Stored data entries
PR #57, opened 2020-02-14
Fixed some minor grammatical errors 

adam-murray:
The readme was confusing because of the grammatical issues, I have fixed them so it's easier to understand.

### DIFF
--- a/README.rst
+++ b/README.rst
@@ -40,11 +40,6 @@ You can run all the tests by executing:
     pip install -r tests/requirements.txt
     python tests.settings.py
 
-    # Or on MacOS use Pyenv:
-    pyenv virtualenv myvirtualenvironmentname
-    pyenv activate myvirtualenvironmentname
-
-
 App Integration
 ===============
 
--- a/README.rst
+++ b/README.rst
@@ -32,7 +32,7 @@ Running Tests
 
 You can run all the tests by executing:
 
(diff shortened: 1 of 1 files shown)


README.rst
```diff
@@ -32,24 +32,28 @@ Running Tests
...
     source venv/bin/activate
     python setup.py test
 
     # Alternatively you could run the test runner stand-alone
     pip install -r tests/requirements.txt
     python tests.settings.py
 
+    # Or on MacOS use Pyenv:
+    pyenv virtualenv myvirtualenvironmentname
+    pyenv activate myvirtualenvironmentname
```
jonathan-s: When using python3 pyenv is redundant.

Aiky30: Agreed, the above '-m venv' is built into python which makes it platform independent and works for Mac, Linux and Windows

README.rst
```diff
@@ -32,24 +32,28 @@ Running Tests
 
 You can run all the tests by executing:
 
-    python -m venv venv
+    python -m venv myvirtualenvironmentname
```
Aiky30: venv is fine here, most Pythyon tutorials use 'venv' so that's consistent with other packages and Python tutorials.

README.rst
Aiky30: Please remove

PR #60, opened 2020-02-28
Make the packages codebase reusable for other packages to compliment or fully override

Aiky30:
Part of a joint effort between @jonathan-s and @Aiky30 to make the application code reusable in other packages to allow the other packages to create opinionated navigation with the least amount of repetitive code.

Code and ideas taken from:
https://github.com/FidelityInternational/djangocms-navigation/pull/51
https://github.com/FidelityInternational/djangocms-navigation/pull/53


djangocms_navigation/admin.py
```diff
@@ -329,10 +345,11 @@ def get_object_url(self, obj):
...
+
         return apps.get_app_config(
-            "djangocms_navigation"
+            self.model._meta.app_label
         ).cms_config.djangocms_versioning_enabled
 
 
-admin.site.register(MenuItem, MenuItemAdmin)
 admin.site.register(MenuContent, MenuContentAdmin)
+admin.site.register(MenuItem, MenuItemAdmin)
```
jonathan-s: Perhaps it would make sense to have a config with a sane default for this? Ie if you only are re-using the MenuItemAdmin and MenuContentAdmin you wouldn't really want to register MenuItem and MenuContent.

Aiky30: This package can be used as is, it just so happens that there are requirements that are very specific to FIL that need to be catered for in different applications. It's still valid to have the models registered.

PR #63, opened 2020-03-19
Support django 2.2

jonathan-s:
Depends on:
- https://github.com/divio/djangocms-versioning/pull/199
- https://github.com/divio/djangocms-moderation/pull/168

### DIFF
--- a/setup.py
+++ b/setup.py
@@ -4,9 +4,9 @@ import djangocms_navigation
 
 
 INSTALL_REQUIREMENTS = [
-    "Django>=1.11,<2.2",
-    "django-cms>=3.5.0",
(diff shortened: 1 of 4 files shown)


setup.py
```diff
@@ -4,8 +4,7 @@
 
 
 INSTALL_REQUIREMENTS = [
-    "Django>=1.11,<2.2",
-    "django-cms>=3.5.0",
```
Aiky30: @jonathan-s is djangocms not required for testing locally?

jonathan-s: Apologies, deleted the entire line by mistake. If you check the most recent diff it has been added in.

> INSTRUCTIONS TO FOLLOW: Down to the last line, retype the entries above exactly.

> RESPONSE TO THIS TASK:
PR #57, opened 2020-02-14
Fixed some minor grammatical errors 

adam-murray:
The readme was confusing because of the grammatical issues, I have fixed them so it's easier to understand.

### DIFF
--- a/README.rst
+++ b/README.rst
@@ -40,11 +40,6 @@ You can run all the tests by executing:
     pip install -r tests/requirements.txt
     python tests.settings.py
 
-    # Or on MacOS use Pyenv:
-    pyenv virtualenv myvirtualenvironmentname
-    pyenv activate myvirtualenvironmentname
-
-
 App Integration
 ===============
 
--- a/README.rst
+++ b/README.rst
@@ -32,7 +32,7 @@ Running Tests
 
 You can run all the tests by executing:
 
(diff shortened: 1 of 1 files shown)


README.rst
```diff
@@ -32,24 +32,28 @@ Running Tests
...
     source venv/bin/activate
     python setup.py test
 
     # Alternatively you could run the test runner stand-alone
     pip install -r tests/requirements.txt
     python tests.settings.py
 
+    # Or on MacOS use Pyenv:
+    pyenv virtualenv myvirtualenvironmentname
+    pyenv activate myvirtualenvironmentname
```
jonathan-s: When using python3 pyenv is redundant.

Aiky30: Agreed, the above '-m venv' is built into python which makes it platform independent and works for Mac, Linux and Windows

README.rst
```diff
@@ -32,24 +32,28 @@ Running Tests
 
 You can run all the tests by executing:
 
-    python -m venv venv
+    python -m venv myvirtualenvironmentname
```
Aiky30: venv is fine here, most Pythyon tutorials use 'venv' so that's consistent with other packages and Python tutorials.

README.rst
Aiky30: Please remove

PR #60, opened 2020-02-28
Make the packages codebase reusable for other packages to compliment or fully override

Aiky30:
Part of a joint effort between @jonathan-s and @Aiky30 to make the application code reusable in other packages to allow the other packages to create opinionated navigation with the least amount of repetitive code.

Code and ideas taken from:
https://github.com/FidelityInternational/djangocms-navigation/pull/51
https://github.com/FidelityInternational/djangocms-navigation/pull/53


djangocms_navigation/admin.py
```diff
@@ -329,10 +345,11 @@ def get_object_url(self, obj):
...
+
         return apps.get_app_config(
-            "djangocms_navigation"
+            self.model._meta.app_label
         ).cms_config.djangocms_versioning_enabled
 
 
-admin.site.register(MenuItem, MenuItemAdmin)
 admin.site.register(MenuContent, MenuContentAdmin)
+admin.site.register(MenuItem, MenuItemAdmin)
```
jonathan-s: Perhaps it would make sense to have a config with a sane default for this? Ie if you only are re-using the MenuItemAdmin and MenuContentAdmin you wouldn't really want to register MenuItem and MenuContent.

Aiky30: This package can be used as is, it just so happens that there are requirements that are very specific to FIL that need to be catered for in different applications. It's still valid to have the models registered.

PR #63, opened 2020-03-19
Support django 2.2

jonathan-s:
Depends on:
- https://github.com/divio/djangocms-versioning/pull/199
- https://github.com/divio/djangocms-moderation/pull/168

### DIFF
--- a/setup.py
+++ b/setup.py
@@ -4,9 +4,9 @@ import djangocms_navigation
 
 
 INSTALL_REQUIREMENTS = [
-    "Django>=1.11,<2.2",
-    "django-cms>=3.5.0",
(diff shortened: 1 of 4 files shown)


setup.py
```diff
@@ -4,8 +4,7 @@
 
 
 INSTALL_REQUIREMENTS = [
-    "Django>=1.11,<2.2",
-    "django-cms>=3.5.0",
```
Aiky30: @jonathan-s is djangocms not required for testing locally?

jonathan-s: Apologies, deleted the entire line by mistake. If you check the most recent diff it has been added in.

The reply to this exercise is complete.